ByOpeyemi OlanrewajuOpeyemi Olanrewaju
2 mins read
Mastercard launches Agent Pay protocol to power AI payments at super-fast speed
  • Mastercard launched Agent Pay for Machines, a protocol that enables AI agents to send and receive payments, including sub-cent microtransactions, across its global network.
  • Over 30 partners including Stripe, Coinbase, and Cloudflare are building on the protocol, which stores agent permissions on Polygon, Solana, and Base blockchains.
  • The company views the product as a five-year bet on machine-to-machine commerce rather than a near-term revenue driver.

Global card payments giant, Mastercard, has on Tuesday unveiled the Agent Pay for Machines (AP4M) protocol that allows AI agents to send and settle payments, including microtransactions costing less than a cent, across the card network’s global infrastructure.

More than 30 companies have signed on as early partners, a list that includes Stripe, Coinbase, Cloudflare, Polygon, OKX, and Ant International, according to a press release from the company.

Mastercard’s AP4M use case

The protocol is designed to help AI agents in purchasing services from other agents, autonomously and at high speed. Mastercard states that this is a distinct category from traditional point-of-sale or e-commerce payments, which are initiated by a person and processed one at a time.

AP4M handles transactions that are programmed, continuous, and executed between systems without a human having to supervise and “confirm.” For example, an entrepreneur could tell an AI agent to build a flower shop’s web presence, and that agent would independently purchase a domain, hosting, images, and checkout pages within a set budget, chaining multiple payments across providers from a single prompt.

“Machine payments can make it possible for services to be bought and sold among agents at fundamentally different scales than payments today,” Mastercard chief product officer Jorn Lambert said in the press release. He described these scales as “very high volumes, very small values, very fast and at extremely low latency.”

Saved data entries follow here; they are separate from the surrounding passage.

Issue #470, opened 2019-11-11
Home page text contrast issue on mobile when zoomed


rviscomi:
Got this UX issue in a DM:

![image](https://user-images.githubusercontent.com/1120896/68620289-06872080-0482-11ea-9681-8bdf69f62c4a.png)

The user is on a mobile device with the page zoomed in.

cc #303

catalinred:
cc https://github.com/HTTPArchive/almanac.httparchive.org/issues/413#issuecomment-552175467 as well

Curious about how to reproduce the above zoomed in behavior.

rviscomi:
Yeah I wasn't able to reproduce this in Dev Tools.

catalinred:
> Yeah I wasn't able to reproduce this in Dev Tools.

Me neither, I tried on my iPhone as well. At first sight, I thought it might be an iOS text size setting but no.

rviscomi:
It seems the OS-level magnification settings need to be configured to 160% to trigger this bug.

![image](https://user-images.githubusercontent.com/1120896/68812874-fbbac000-0628-11ea-847f-b1699f9dce36.png)

catalinred:
In case it helps, I did try text scaling on iOS and wasn't able to reproduce this behavior, the above screenshot looks like is taken on an Android phone.

Either way, IMO this issue is due to the fact that the main background image `intro-background-fit.png` is set on the body and not on the HTML element that wraps the above text and button, e.g. `<section class="intro-container">`.  Related to #485

rviscomi:
Yeah, I think one of the reasons for doing it this way is because it also needs to appear behind the `<header>`.

mikegeyser:
They are definitely related, but even if it was set on the `intro-container` it would still cut off the text, wouldn't it? Because the header image is set to a fixed `background-height`.

catalinred:
@rviscomi yes, technically the current header content and intro-container should be wrapped together in HTML to apply that background somehow, therefore to avoid zooming issues.

@mikegeyser those ‘background-size’ hardcoded px unit values are indeed part of the issue. 

Will try to work on a solution tomorrow (I’m on EET timezone) and keep you updated.

rviscomi:
Related #512

PR #492, opened 2019-11-14
Optimize performance of home page header

catalinred:
So I managed to open a pull request on #470 and #413 

#470
- The `header` element now wraps both logo+navigation and `intro-container` on the homepage, thus zooming issues will be avoided as the background will scale along with the text.
- I removed all those ‘background-size’ hardcoded px unit values.

#413 P1 home page header background image
- With the .psd file, I exported the existing `intro-background-fit` as an SVG, cleaned it up with [SVGO](https://github.com/svg/svgo), then converted to base64 as discussed with @rviscomi and @mikegeyser 
- I had to remove the newly added #485 solution as it's not needed anymore @mikegeyser 

Please check out the filmstrip below, simulated on a 3G network. 

devtools

Let me know what you think!


src/templates/en/2019/base.html
```diff
@@ -48,7 +49,28 @@
           {{ language_switcher() }}
         </div>
       </nav>
-    </header>
+    </div>
+    {% if request.endpoint == 'home' %}
```
rviscomi: Rather than conditionally rendering content specific to the home page, could we overwrite the header block in the index/home template?

src/static/images/intro-background-fit.svg
```diff
@@ -0,0 +1 @@
+<svg id="BG" xmlns="http://www.w3.org/2000/svg" width="1920" height="1250"><defs><style>.cls-1{fill:#a8caba;fill-rule:evenodd;opacity:.05}</style></defs><path id="Rectangle_5_copy_4" data-name="Rectangle 5 copy 4" class="cls-1" d="M792 202h2088v651L792 1213V202z" transform="translate(-1023 -113)"/><path id="Rectangle_5_copy_5" data-name="Rectangle 5 copy 5" class="cls-1" d="M553 352h2088v651L553 1363V352z" transform="translate(-1023 -113)"/><path id="Rectangle_5_copy" data-name="Rectangle 5 copy" d="M879 94h2088v651L879 1105V94z" transform="translate(-1023 -113)" fill="#1a2b49" opacity=".7" fill-rule="evenodd"/><path class="cls-1" d="M553 30h2088v651L553 1041V30z" transform="translate(-1023 -113)"/><path id="Rectangle_5_copy_2" data-name="Rectangle 5 copy 2" d="M791 65h2088v651L791 1076V65z" transform="translate(-1023 -113)" fill="#f2f2f2" opacity=".05" fill-rule="evenodd"/><path id="Rectangle_5_copy_3" data-name="Rectangle 5 copy 3" d="M-403-258h2088v651L-403 753V-258z" transform="translate(-1023 -113)" opacity=".1" fill="#f2f2f2" fill-rule="evenodd"/></svg>
```
rviscomi: Nit: Could this be pretty printed? It'd be easier to spot ways to optimize it.

src/templates/en/2019/index.html
```diff
@@ -170,9 +130,9 @@ <h2 class="title title-alt">Contributors</h2>
     </div>
     <div class="people">
       <div class="people-number">{{ contributors }}</div>
-      <img id="character-markup" class="character" src="/static/images/character-markup.png" alt="" loading="lazy" />
-      <img id="character-star" class="character" src="/static/images/character-star.png" alt="" loading="lazy" />
-      <img id="character-hat" class="character" src="/static/images/character-hat.png" alt="" loading="lazy" />
+      <img id="character-markup" class="character" src="/static/images/character-markup.png" alt=""/>
```
rviscomi: Was the lazy loading removed on purpose?

catalinred: Due to rebase & conflicts, will add again. Sorry.

src/static/images/intro-background-fit.svg
catalinred: This is already optimized using SVGO https://jakearchibald.github.io/svgomg/ but sure, we could pretty-print it if necessary. We're using its base64 version anyway, but I've added in the images folder as a reference.

rviscomi: Yeah I'm just curious if we can remove some ineffective attributes like `data-name`, `id`, or `full-rule`.

src/templates/en/2019/base.html
catalinred: I guess we could, I must dig a bit more to find out how.

Saw ` if request.endpoint == 'home'` already used for the "Start exploring" button and I thought that is considered good practice in there :)

src/static/images/intro-background-fit.svg
catalinred: You were right, I was able to further optimize it. Thanks for the heads up!

src/templates/en/2019/base.html
catalinred: Tried it, apparently, we'd end up with a big chunk of duplicated markup wrapped by `<div class="top-header">`. Unless we isolate it. 

IMHO we could go with the current conditionally rendering for this. In the future, we will reorganize the header with an updated templating logic.

src/static/css/index.css
```diff
@@ -1,19 +1,19 @@
...
+  background-position: bottom left;  
   background-repeat: no-repeat;
-  background-size: 100% 910px;
-}
-
-body.lazy {
-  /* This is a 1px solid #677486 image. */
-  background-image: url(data:image/png;base64,iVBORw0KGgoAAAANSUhEUgAAAAEAAAABCAYAAAAfFcSJAAAADUlEQVR42mNML2n7DwAFDQJi8nQACgAAAABJRU5ErkJggg==);
-  background-size: 100% 700px;
+  background-size: 100% 100%;
```
rviscomi: I think this is causing the graphic to look distorted/stretched on mobile:

image

Live version for comparison:

image

Could you see if you can size the graphic similar to how it appears in production for mobile?

catalinred: I used `cover` for the background-size on displays lower than 600px. 

Also, as you may have noticed already, the `/static/images/home-hero.png` is now visually wrapped by the `intro-container` and from a design perspective that is good thing - having it look like it's standing on the edge of the skewed background.

Let me know what you think!

src/static/images/intro-background-fit.svg
```diff
@@ -0,0 +1,13 @@
+<svg xmlns="http://www.w3.org/2000/svg" width="1920" height="1250">
+  <defs>
+    <style>
+      .cls-1{fill:#a8caba;fill-rule:evenodd;opacity:.05}
```
rviscomi: Curious why this is styled in CSS as opposed to attributes like the other elements? Can we style using elements for consistency?

rviscomi:
One small comment. This looks great!

src/static/images/intro-background-fit.svg
catalinred: If I'm not mistaken, this is an optimization made by the editing tools like Adobe Illustrator, or by SVGO due to the face that in this case `.cls-1` is used by three SVG `path`s and in terms of bytes, it is more efficient to have a CSS rule defined once and then apply it thrice. I didn't do the no of chars/bytes math though.

Either way, looks clean and DRY to me :)

mikegeyser:
I'm sorry I missed reviewing this PR because I was travelling. Just wanted to say that it's the right change, and far better than the solution it's replacing. Thanks for sticking with it @catalinred!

Built on blockchain permissions

A design choice that stands out is Mastercard choosing to record the permissions that humans grant the AI agents on public blockchains rather than in a private database. The initial chains selected are Polygon, Solana, and Base.

This helps with verification, as multiple parties can independently check if an agent is operating within the boundaries its human owner set, without relying on any company’s records.

Polygon confirmed the partnership on X, writing that it would “help establish common rules for agent-to-agent use cases and accelerate the adoption of agentic commerce, with always-on settlement powered by Polygon.”

Mastercard looking at future of AI

Mastercard CFO Lambert mentioned that this product is driven by future benefits and not immediate rewards for the company. “Am I expecting that this is going to be a huge revenue driver for Mastercard next year? No,” he told Fortune. He added that he sees AP4M becoming “a meaningful new addressable market” over the next five years.

This timeline fits the wider AI agent market regarding payments. Visa, Stripe, and Google have all released their own agent payment tools or standards over the past year; however, transaction volumes remain a small fraction of the commercial flow currently.

Lambert predicted that AI chatbots will eventually dictate and handle a meaningful share of online purchases, stating that “it’s just easier for consumers to do.” On machine-to-machine payments specifically, he was not as certain but said “too much is happening in that space” for the industry to fail entirely.

Mastercard has not announced a public launch date for AP4M beyond the initial partner phase.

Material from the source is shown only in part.